'Could you give us an example?' Brunetti asked.

  This seemed to stump Navarro for a moment, as though a request to supply evidence to support a judgement were a novelty for him. He drank a glass of wine, filled his glass and drank another, then ate two more grissini. Finally he said, 'He'll always hire garzoni and let them go before they can become serventi so he won't have to pay them more. He'll keep them for a year or so, working off the books or working with two-month contracts, but then when it's time for them to move up, and get more money, he fires them. Invents some reason to get rid of them, and hires new ones.'

  'How long can he go on doing this?' Vianello asked.

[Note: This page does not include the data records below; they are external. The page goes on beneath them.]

PR #202, opened 2021-12-16
Fix DataFormat bugs and add enhancements

yihezkel:
#### Pull Request Description

Fix DataFormat bugs and add enhancements

---

#### Future Release Comment

**Features:**
- Enhanced existing DataFormat enum to include IsMappingRequired and isCompressible for better OO design

**Fixes:**
- Inconsistent use of null IngestionProperty.DataFormat, allowing for missing extension from the uploaded blob, when it should default to .csv
- getMappingReferencce() would fail unnecessarily because it was comparing the DataFormat to the IngestionMappingKind, because the former doesn't have a one-to-one with the latter, but instead a one-to-many relationship with the latter

### DIFF
--- a/ingest/src/main/java/com/microsoft/azure/kusto/ingest/IngestClientBase.java
+++ b/ingest/src/main/java/com/microsoft/azure/kusto/ingest/IngestClientBase.java
@@ -59,7 +59,6 @@ public abstract class IngestClientBase {
 
     protected abstract String emendEndpointUri(URIBuilder existingEndpoint);
 
-    // We don't support compression of Parquet and Orc files
     static boolean shouldCompress(CompressionType sourceCompressionType, IngestionProperties.DataFormat dataFormat) {
         return (sourceCompressionType == null) && (dataFormat == null || dataFormat.isCompressible());
     }
--- a/ingest/src/main/java/com/microsoft/azure/kusto/ingest/IngestClientBase.java
+++ b/ingest/src/main/java/com/microsoft/azure/kusto/ingest/IngestClientBase.java
@@ -2,6 +2,7 @@ package com.microsoft.azure.kusto.ingest;
 
 import com.microsoft.azure.kusto.ingest.exceptions.IngestionClientException;
 import com.microsoft.azure.kusto.ingest.exceptions.IngestionServiceException;
+import com.microsoft.azure.kusto.ingest.source.CompressionType;
 import org.apache.commons.lang3.StringUtils;
 import org.apache.http.client.utils.URIBuilder;
 import org.slf4j.Logger;
@@ -57,4 +58,9 @@ public abstract class IngestClientBase {
     protected abstract String retrieveServiceType() throws IngestionServiceException, IngestionClientException;
 
     protected abstract String emendEndpointUri(URIBuilder existingEndpoint);
+
+    // We don't support compression of Parquet and Orc files
+    static boolean shouldCompress(CompressionType sourceCompressionType, IngestionProperties.DataFormat dataFormat) {
+        return (sourceCompressionType == null) && (dataFormat == null || dataFormat.isCompressible());
+    }
 }
--- a/ingest/src/main/java/com/microsoft/azure/kusto/ingest/IngestionProperties.java
+++ b/ingest/src/main/java/com/microsoft/azure/kusto/ingest/IngestionProperties.java
@@ -9,6 +9,7 @@ import com.fasterxml.jackson.databind.ObjectMapper;
 import com.microsoft.azure.kusto.data.Ensure;
 import com.microsoft.azure.kusto.ingest.exceptions.IngestionClientException;
 import org.apache.commons.lang3.StringUtils;
+import org.jetbrains.annotations.NotNull;
 import org.slf4j.Logger;
 import org.slf4j.LoggerFactory;
 
@@ -250,6 +251,7 @@ public class IngestionProperties {
      *
      * @return The DataFormat if it exists, and otherwise defaults to CSV
      */
+    @NotNull
     public DataFormat getDataFormat() {
         return dataFormat != null ? dataFormat : DataFormat.csv;
     }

  Navarro shrugged. 'So long as there are boys who need jobs, he can probably go on doing it for ever.'

  'What else?'

  'He argues and fights.'

  'With?' Vianello asked.

  'Suppliers, workers, the guys on the boats who bring the sand or the guys on the boats who take the glass away. If there's money involved— and there's money involved in all of this—then he'll argue with them.'

  'I've heard about a fight in a bar a couple of years ago . . .' Brunetti began and let his voice drop away.

  'Oh that’ Navarro said. 'It's probably the one time the old bastard didn't start it. Some guy said something he didn't like and De Cal said something back, and the guy hit him. I wasn't there, but my brother was. Believe me, he hates De Cal more than I do, so if he said the old bastard didn't start it, then he didn't.'

  'What about his daughter?' Brunetti asked.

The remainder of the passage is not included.